The asteroid sample collected by NASA’s OSIRIS-REx spacecraft just experienced its second touchdown in just two days.
The sample — a stash of dirt and gravel that the probe snagged from the asteroid Bennu in October 2020 — touched down within the Utah desert on Sunday (Sept. 24), thrilling mission team members and scientists around the globe.
However the asteroid sample stayed within the Beehive State for only a day before boarding a plane to its final destination, which it reached today (Sept. 25).
“Welcome to Houston, OSIRIS-REx! The asteroid sample arrived today in Texas where it can be curated and preserved by our team here at Johnson. The knowledge collected could help scientists around the globe investigate planetary formation, the origins of life and the way asteroids might impact Earth,” NASA’s Johnson Space Center (JSC), which relies in Houston, said today in a post on X (formerly Twitter).
Related: NASA’s OSIRIS-REx lands samples of asteroid Bennu to Earth after historic 4-billion-mile journey
OSIRIS-REx launched in September 2016 and arrived at Bennu, a 1,650-foot-wide (500 meters) near-Earth asteroid, in December 2018. The probe studied Bennu up close for 22 months, then swooped in to grab a sample — marking the very first time a NASA probe had managed to gather pieces of an asteroid in space.
That dive revealed Bennu’s surface to be surprisingly spongy; OSIRIS-REx sank far into the asteroid before backing away to safety.
OSIRIS-REx left Bennu in May 2021, starting a protracted journey back to Earth. At 6:42 a.m. EDT (1042 GMT) on Sunday, the probe released its sample capsule, which got here all the way down to Earth on the U.S. Department of Defense’s Utah Test and Training Range about 4 hours later — just as planned.

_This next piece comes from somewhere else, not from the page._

PR #1355, opened 2024-05-21
feat: parse open-payments intervals

### LINKED ISSUE #1325: Grants detail page - make it better
We need to make a human readable string from the grant interval - Grants detail page when having a web monetization grant

https://github.com/tolu/ISO8601-duration?tab=readme-ov-file#example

The Bennu sample will now make its approach to a newly built curation facility at JSC managed by the agency’s Astromaterials Research and Exploration Science division.

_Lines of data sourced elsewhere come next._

Issue #1351, opened 2024-05-13
add response types along with the shared zod schemas


beniaminmunteanu:
The testnet frontends would benefit from having the response types of the backend APIs in a shared directory, so that they can be referenced instead of duplicated.

So the same way that we are sharing the zod schemas for request validations, we should also share the response types.

Suggestion:
Maybe write them as interfaces, and have the backend Models also implement that interface

Controllers: 
- [x]  [wallet/account](https://github.com/interledger/testnet/issues/1334)
- [x] [wallet/asset](https://github.com/interledger/testnet/issues/1335)
- [x] [wallet/user](https://github.com/interledger/testnet/issues/1433)
- [x] [wallet/grant](https://github.com/interledger/testnet/issues/1337)
- [x] [wallet/incomingPayment](https://github.com/interledger/testnet/issues/1340)

PR #1361, opened 2024-06-06
feat: bring asset response type into shared package

### LINKED ISSUE #1335: [Subtask] - Share types for Asset
Share types for Testnet Wallet backend and Testnet Boutique backend
Controllers:

asset

rico191013:
### Context

- fixes #1335


packages/wallet/shared/src/types/asset.ts
```diff
@@ -0,0 +1,19 @@
+export type Asset = {
```
dragosp1011, line 1: are these types used in backend as well?

beniaminmunteanu: #1351 
 The Types shared here should be imported in the backend to be used as the response type of controllers, 
and also in the frontend in order to import and not duplicate response types.

So i believe these types should also be added to the controllers?

beniaminmunteanu (dismissed):

packages/wallet/shared/src/types/asset.ts
```diff
@@ -0,0 +1,12 @@
+export interface Asset {
+  id: string
+  code: string
+  scale: number
+  withdrawalThreshold?: bigint
+  createdAt: string
+}
+
+export interface Rates {
```
dragosp1011, line 9: move rates type in a separate file

beniaminmunteanu:
Keeping in mind the other places that need to have the types moved to shared: #1351 

My suggestion would be to have the interfaces in shared have a conventional name, like including "Response" in it such as "NameResponse"

So that in the "account" implementation for example we would have the "Account" type being used for the bussiness logic inside the backend, and that is not shared, but for the controller response type we would have "AccountResponse"

Wdyt?

dragosp1011 (dismissed):

dragosp1011 (approved):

The OSIRIS-REx science team — which incorporates greater than 200 people based at 35 institutions around the globe — will then study the sample for about two years in an effort to satisfy the mission’s primary science goals. Because the above JSC post noted, those goals include higher understanding how the solar system formed and evolved and the role carbon-rich asteroids like Bennu can have played in delivering life’s constructing blocks to Earth.
The science team could have access to about 25% of the Bennu material, which is believed to weigh about 8.8 ounces (250 grams). 4 percent of the sample will go to the Canadian Space Agency, which provided OSIRIS-REx’s laser altimeter instrument.

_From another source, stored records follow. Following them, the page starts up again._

PR #1398, opened 2024-06-18
feat: add theme switcher

raducristianpopa:
### Context

- fixes #


.prettierrc.js
```diff
@@ -1,12 +1,11 @@
...
   printWidth: 80,
   tabWidth: 2,
   semi: false,
   singleQuote: true,
   quoteProps: 'consistent',
   jsxSingleQuote: false,
-  trailingComma: 'none',
-  plugins: ['prettier-plugin-tailwindcss'],
-  tailwindConfig: './packages/wallet/frontend/tailwind.config.js'
+  trailingComma: 'none'
```
raducristianpopa, line 10: Disabling it for now. Running Prettier will format all the files where we have the previous Tailwind classes (like `text-green-3`) since they are not present in the config.

Tymmmy (approved):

The Japan Aerospace Exploration Agency (JAXA) will get 0.5% of the fabric, as a part of a take care of NASA that features collaboration between OSIRIS-REx and JAXA’s Hayabusa2 mission, which returned a small sample of the asteroid Ryugu to Earth in December 2020.
The remaining 70% of the Bennu sample will remain at JSC “for study by scientists not yet born, using technologies not yet invented, to reply fundamental questions on the solar system,” in keeping with NASA’s OSIRIS-REx sample-return press kit.